The main options to fix this problem are:
- Selecting a more powerful model, with more parameters
- Feeding better features to the learning algorithm (feature engineering)
- Reducing the constraints on the model (e.g., reducing the regularization hyperparameter)
Testing and Validating
The only way to know how well a model will generalize to new cases is to actually try it out on new cases. One way to do that is to put your model in production and monitor how well it performs. This works well, but if your model is horribly bad, your users will complain — not the best idea.
A better option is to split your data into two sets: the training set and the test set. As these names imply, you train your model using the training set, and you test it using the test set. The error rate on new cases is called the generalization error (or out-of-sample error), and by evaluating your model on the test set, you get an estimation of this error. This value tells you how well your model will perform on instances it has never seen before.
If the training error is low (i.e., your model makes a few mistakes on the training set) but the generalization error is high, it means that your model is overfitting the training data.
It is common to use 80% of the data for training and hold out 20% for testing.
So evaluating a model is simple enough: just use a test set. Now suppose you are hesitating between two models (say a linear model and a polynomial model): how can you decide? One option is to train both and compare how well they generalize using the test set.
Now suppose that the linear model generalizes better, but you want to apply some regularization to avoid overfitting. The question is: how do you choose the value of the regularization hyperparameter? One option is to train 100 different models using 100 different values for this hyperparameter. Suppose you find the best hyperparameter value that produces a model with the lowest generalization error, say just 5% error.
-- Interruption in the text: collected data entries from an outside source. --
PR #270, opened 2024-01-26
NNLC don't need no freakin' lateral plan!

twilsonco:
This PR removes any dependence on the now-removed lateral plan.  NEEDS TESTING SINCE MY CAR IS CURRENTLY KAPUT!


devtekve:
This is still valid but got closed due to an update in dev-c3

PR #282, opened 2024-02-15
KIA K5 2024 HEV fingerprint

lssqla:


sunnyhaibin:
This is a car port PR, any reason why it is not opened with commaai's openpilot? This should be opened in commaai's openpilot. Once it's merged in upstream, we will merge the changes to add support for this car.

PR #308, opened 2024-03-20
NNFF hotfix for "lazy" steering in tight curves. Also optional disable of NNFF lateral jerk

twilsonco:


sunnyhaibin:
Merging this in the latest `dev-c3` with toggles exposed in settings after testing. Thanks!

PR #318, opened 2024-04-26
remove duplicate palisade 2023 line

yufeng66:


sunnyhaibin:
That's actually meant to be there as the default :)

So you launch this model into production, but unfortunately, it does not perform as well as expected and produces 15% errors. What just happened? The problem is that you measured the generalization error multiple times on the test set, and you adapted the model and hyperparameters to produce the best model for that set. This means that the model is unlikely to perform as well on new data. A common solution to this problem is to have a second holdout set called the validation set. You train multiple models with various hyperparameters using the training set, you select the model and hyperparameters that perform best on the validation set, and when you’re happy with your model you run a single final test against the test set to get an estimate of the generalization error. To avoid “wasting” too much training data in validation sets, a common technique is to use cross validation: the training set is split into complementary subsets, and each model is trained against a different combination of these subsets and validated against the remaining parts. Once the model type and hyperparameters have been selected, a final model is trained using these hyperparameters on the full training set, and the generalized error is measured on the test set.